# Work request
Retype every entry exactly, down to the last character.

# Source data

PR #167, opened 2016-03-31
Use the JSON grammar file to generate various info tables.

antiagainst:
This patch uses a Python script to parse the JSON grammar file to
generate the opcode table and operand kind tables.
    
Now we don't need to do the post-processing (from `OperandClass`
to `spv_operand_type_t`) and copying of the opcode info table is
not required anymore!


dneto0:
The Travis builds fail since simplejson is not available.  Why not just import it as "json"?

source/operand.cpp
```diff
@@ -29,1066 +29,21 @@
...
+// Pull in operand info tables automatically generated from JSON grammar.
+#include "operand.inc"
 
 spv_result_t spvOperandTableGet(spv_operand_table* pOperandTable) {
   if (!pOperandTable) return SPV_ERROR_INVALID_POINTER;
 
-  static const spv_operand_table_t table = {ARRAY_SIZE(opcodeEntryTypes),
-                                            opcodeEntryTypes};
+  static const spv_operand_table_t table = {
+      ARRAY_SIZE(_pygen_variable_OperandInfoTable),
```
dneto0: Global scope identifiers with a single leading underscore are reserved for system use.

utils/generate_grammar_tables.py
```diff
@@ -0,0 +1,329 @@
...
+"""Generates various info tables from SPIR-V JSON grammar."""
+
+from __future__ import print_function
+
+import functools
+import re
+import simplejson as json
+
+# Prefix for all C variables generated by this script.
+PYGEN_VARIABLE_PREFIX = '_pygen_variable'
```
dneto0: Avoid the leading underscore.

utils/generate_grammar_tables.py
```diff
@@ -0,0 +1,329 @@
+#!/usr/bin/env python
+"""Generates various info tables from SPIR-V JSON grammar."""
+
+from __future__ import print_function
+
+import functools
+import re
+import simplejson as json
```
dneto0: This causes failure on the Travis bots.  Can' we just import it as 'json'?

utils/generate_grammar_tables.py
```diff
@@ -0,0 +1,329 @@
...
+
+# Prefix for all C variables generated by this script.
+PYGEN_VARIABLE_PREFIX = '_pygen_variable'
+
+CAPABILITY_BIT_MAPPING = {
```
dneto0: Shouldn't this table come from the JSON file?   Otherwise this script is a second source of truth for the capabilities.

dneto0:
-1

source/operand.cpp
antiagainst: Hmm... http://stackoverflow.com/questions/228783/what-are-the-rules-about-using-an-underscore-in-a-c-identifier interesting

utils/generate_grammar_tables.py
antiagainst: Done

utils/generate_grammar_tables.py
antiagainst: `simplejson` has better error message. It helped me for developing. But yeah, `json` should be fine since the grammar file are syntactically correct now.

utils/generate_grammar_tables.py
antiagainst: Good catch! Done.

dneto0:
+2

# Written answer
PR #167, opened 2016-03-31
Use the JSON grammar file to generate various info tables.

antiagainst:
This patch uses a Python script to parse the JSON grammar file to
generate the opcode table and operand kind tables.
    
Now we don't need to do the post-processing (from `OperandClass`
to `spv_operand_type_t`) and copying of the opcode info table is
not required anymore!


dneto0:
The Travis builds fail since simplejson is not available.  Why not just import it as "json"?

source/operand.cpp
```diff
@@ -29,1066 +29,21 @@
...
+// Pull in operand info tables automatically generated from JSON grammar.
+#include "operand.inc"
 
 spv_result_t spvOperandTableGet(spv_operand_table* pOperandTable) {
   if (!pOperandTable) return SPV_ERROR_INVALID_POINTER;
 
-  static const spv_operand_table_t table = {ARRAY_SIZE(opcodeEntryTypes),
-                                            opcodeEntryTypes};
+  static const spv_operand_table_t table = {
+      ARRAY_SIZE(_pygen_variable_OperandInfoTable),
```
dneto0: Global scope identifiers with a single leading underscore are reserved for system use.

utils/generate_grammar_tables.py
```diff
@@ -0,0 +1,329 @@
...
+"""Generates various info tables from SPIR-V JSON grammar."""
+
+from __future__ import print_function
+
+import functools
+import re
+import simplejson as json
+
+# Prefix for all C variables generated by this script.
+PYGEN_VARIABLE_PREFIX = '_pygen_variable'
```
dneto0: Avoid the leading underscore.

utils/generate_grammar_tables.py
```diff
@@ -0,0 +1,329 @@
+#!/usr/bin/env python
+"""Generates various info tables from SPIR-V JSON grammar."""
+
+from __future__ import print_function
+
+import functools
+import re
+import simplejson as json
```
dneto0: This causes failure on the Travis bots.  Can' we just import it as 'json'?

utils/generate_grammar_tables.py
```diff
@@ -0,0 +1,329 @@
...
+
+# Prefix for all C variables generated by this script.
+PYGEN_VARIABLE_PREFIX = '_pygen_variable'
+
+CAPABILITY_BIT_MAPPING = {
```
dneto0: Shouldn't this table come from the JSON file?   Otherwise this script is a second source of truth for the capabilities.

dneto0:
-1

source/operand.cpp
antiagainst: Hmm... http://stackoverflow.com/questions/228783/what-are-the-rules-about-using-an-underscore-in-a-c-identifier interesting

utils/generate_grammar_tables.py
antiagainst: Done

utils/generate_grammar_tables.py
antiagainst: `simplejson` has better error message. It helped me for developing. But yeah, `json` should be fine since the grammar file are syntactically correct now.

utils/generate_grammar_tables.py
antiagainst: Good catch! Done.

dneto0:
+2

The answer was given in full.